◆ Problem to solve
All lines in the material below that hold "better" should be found and copied.

◆ Records provided
= = = = = = =

Issue #177, opened 2017-02-24
Extract specific phosphosite binding information from Phospho.ELM


jmuhlich:
Phospho.ELM is full of detailed information like "EGFR phospho-Y1092 binds the SH2 domain of GRB2". This could help us build a better picture of when certain binding events should be exclusive/competitive as well as properly handle multiple binding (e.g. GRB2 also binds EGFR phospho-1172).

PR #1009, opened 2019-11-25
Phosphoelm processor

kkaris:
This PR introduces the phosphoelm processor that adds phosphorylations from the phospho.ELM database http://phospho.elm.eu.org/dataset.html


indra/sources/phosphoelm/api.py
```diff
@@ -0,0 +1,107 @@
+import csv
+import logging
+import requests
+from unidecode import unidecode
+
+from .processor import PhosphoElmProcessor
+
+try:
+    from bs4 import BeautifulSoup
+    has_soup = False
```
bgyori: This should probably be `has_soup = True`

indra/sources/phosphoelm/api.py
```diff
@@ -0,0 +1,107 @@
...
+except ImportError:
+    BeautifulSoup = None
+    has_soup = False
+
+logger = logging.getLogger(__file__)
```
bgyori: This should be `logging.getLogger(__name__)`

indra/sources/phosphoelm/api.py
```diff
@@ -0,0 +1,107 @@
...
+
+    fname : str
+        File path to the phospho.ELM file dump. If none is provided,
+        the file will be downloaded from S3.
+    delimiter : str
+        The delimiter to use for csv.reader
+
+    Returns
+    -------
+    ppp : indra.sources.phosphoELM.PhosphoElmProcessor
```
bgyori: The above line should just be `indra.sources.phosphoelm.PhosphoElmProcessor` (to fix that capitalization, also, the ppp : part is not needed, and it doesn't match the variable name).

indra/sources/phosphoelm/api.py
```diff
@@ -0,0 +1,107 @@
...
+    if fname is None:
+        s3 = _get_s3_client()
+        s3_obj = s3.get_object(Bucket=s3_bucket, Key=ppelm_s3_key)
+        csv_reader = csv.reader(
+            s3_obj['Body'].read().decode('utf8').splitlines(True),
+            delimiter='\t'
+        )
+    else:
+        with open(fname, 'r') as f:
+            csv_reader = csv.reader(f.readlines(), delimiter=delimiter)
```
bgyori: Usually one can just do `csv.reader(f, ...)` is the `readlines()` part needed for some reason?

indra/sources/phosphoelm/api.py
```diff
@@ -0,0 +1,107 @@
...
+    ppelm_json = _get_json_from_entry_rows(csv_reader)
+    return PhosphoElmProcessor(file_dump_json=ppelm_json)
+
+
+def _get_json_from_entry_rows(row_iter):
+    """Loop body to generate a json friendly structure"""
+    ppelm_json = []
+    columns = next(row_iter)
+    for entry in row_iter:
+        row_dict = {columns[n]: entry[n]
```
bgyori: A bit better as `row_dict = {c: e for c, e in zip(columns, entry)}`

indra/sources/phosphoelm/api.py
```diff
@@ -0,0 +1,107 @@
...
+                    kinase_table.find_all('th'))
+    kinase_entries = {}
+    for tr in kinase_table.find('tbody').find_all('tr'):
+        entry = dict(zip(headers, (unidecode(td.get_text()).strip() for td
+                                   in tr.find_all('td'))))
+        kinase_entries[entry['Name']] = entry
+    return kinase_entries
+
+
+def _get_s3_client(unsigned=True):
```
bgyori: Looks like `_get_s3_client` is a more general implementation than what the processor needs and is not specific to it. Would make sense to move it into `indra.util.aws` and import it from there.

bgyori: Also note that boto3 is not a standard INDRA dependency so maybe it should be added to the phosphoelm extras list in setup.py.

indra/sources/phosphoelm/processor.py
```diff
@@ -0,0 +1,139 @@
+import logging
+import requests
+
+from indra.statements import Phosphorylation, Evidence, Agent
+
+gilda_url = 'http://grounding.indra.bio/ground'
+logger = logging.getLogger(__file__)
```
bgyori: Should be `__name__`

indra/sources/phosphoelm/processor.py
```diff
@@ -0,0 +1,139 @@
...
+        return entity_str, db_ns, db_id
+    else:
+        if res.status_code != 200:
+            logger.warning('Gilda service responded with status code %d' %
+                           res.status_code)
+        return entity_str, None, None
+
+
+class PhosphoElmProcessor(object):
+    def __init__(self, file_dump_json=None, keep_empty=False):
```
bgyori: Can file_dump_json really be None? What does the processor do if that's the case?

indra/sources/phosphoelm/processor.py
```diff
@@ -0,0 +1,139 @@
...
+        """The PhosphoElmProcessor processes data dumps from the phospho.ELM
+        database. See http://phospho.elm.eu.org/dataset.html
+
+        file_dump_json : list(dict)
+            JSON compatible list of entries from a phospho.ELM data dump
+        keep_empty : bool
+            If true, also create statements when upstream kinases in
+            entry['kinases'] are not known.
```
bgyori: The default value/behavior for the parameters should be described

indra/sources/phosphoelm/processor.py
```diff
@@ -0,0 +1,139 @@
...
+            logger.warning('Gilda service responded with status code %d' %
+                           res.status_code)
+        return entity_str, None, None
+
+
+class PhosphoElmProcessor(object):
+    def __init__(self, file_dump_json=None, keep_empty=False):
+        """The PhosphoElmProcessor processes data dumps from the phospho.ELM
+        database. See http://phospho.elm.eu.org/dataset.html
+
```
bgyori:
```
Parameters
-----------
```
heading missing

indra/sources/phosphoelm/processor.py
```diff
@@ -0,0 +1,139 @@
...
+        file_dump_json : list(dict)
+            JSON compatible list of entries from a phospho.ELM data dump
+        keep_empty : bool
+            If true, also create statements when upstream kinases in
+            entry['kinases'] are not known.
+        """
+        self.statements = []
+        self.statements.extend(self._from_file_dump_json(file_dump_json,
+                                                         keep_empty))
```
bgyori: Most standard processors are implemented such that the constructor doesn't immediately do processing. Rather, the API calls one or more processor functions to populate the statements attribute (e.g. `process_phosphorylations`). The advantage is that the processor can be instantiated without starting any specific processing. I believe this may have to do with my comment on a None input argument to the constructor above.

indra/sources/phosphoelm/processor.py
```diff
@@ -0,0 +1,139 @@
...
+
+    def _from_file_dump_json(self, fd_json, keep_empty=False):
+        """Create Phosphorylation statements from the json entries
+
```
bgyori: Parameters header missing

indra/sources/phosphoelm/api.py
kkaris: Using only `f` makes `csv_reader` an object that has to be consumed within the `with-open` part, the idea is to provide `csv_reader` either from the s3 client or from the local file, but I can change it so we have `ppelm_json` be produced inside either of the if-else clauses instead.

indra/sources/phosphoelm/processor.py
```diff
@@ -0,0 +1,145 @@
...
+    phosphoelm_data : list(dict)
+        JSON compatible list of entries from a phospho.ELM data dump
+
+    Attributes
+    ----------
+    statements : list(indra.statement.Phosphorylation)
+        A list of the phosphorylation statements produced by the entries
+        in phosphoelm_data
+    """
+    def __init__(self, phosphoelm_data=None):
```
bgyori: I don't think the `phosphoelm_data` argument should be optional - the processor is not meaningful to instantiate without something to process. Consequently, the 
```
        if self._phosphoelm_data is None:
            logger.warning('No phosphoelm data to process. No statements '
                           'are produced')
            return
```
block below can also be removed.

indra/tests/test_phosphoelm_processor.py
```diff
@@ -0,0 +1,66 @@
...
+human_kinase2 = ['O14746', 'FAKEPRCRAVRSLL', '12', 'S', '10224060',
+                 'PKB_group', 'LTP', 'Homo sapiens',
+                 '2004-12-31 00:00:00+01']
+
+raw_data = [columns, non_human_no_kinase, human_no_kinase, human_kinase1,
+            human_kinase2]
+
+
+def test_download_from_s3():
+    s3 = get_s3_client(False)
```
bgyori: This test needs to be tagged as `nonpublic` if it uses AWS credentials.

kkaris:
All the tests related to the processor are passing now.
@johnbachman and @bgyori, could any of you check that the special case mappings (in phosphoelm_mapping.py) make sense?

bgyori:
I think this is good now and extracts 3k+ phosphorylation relations. However, it does not actually address #177 which is specifically about getting information on binding between phosphorylated proteins and specific domains of other proteins (e.g., as shown on this page http://phospho.elm.eu.org/cgimodel.py?fun=printSubstratePage1&substrateId=460&substrate=EGFR&organisms=instances_vertebrates&MS=). This information doesn't appear to be part of the standard downloadable table so a distinct approach from this PR would be needed to get any of that information.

= = = = = = =

◆ Solved problem
Phospho.ELM is full of detailed information like "EGFR phospho-Y1092 binds the SH2 domain of GRB2". This could help us build a better picture of when certain binding events should be exclusive/competitive as well as properly handle multiple binding (e.g. GRB2 also binds EGFR phospho-1172).
bgyori: A bit better as `row_dict = {c: e for c, e in zip(columns, entry)}`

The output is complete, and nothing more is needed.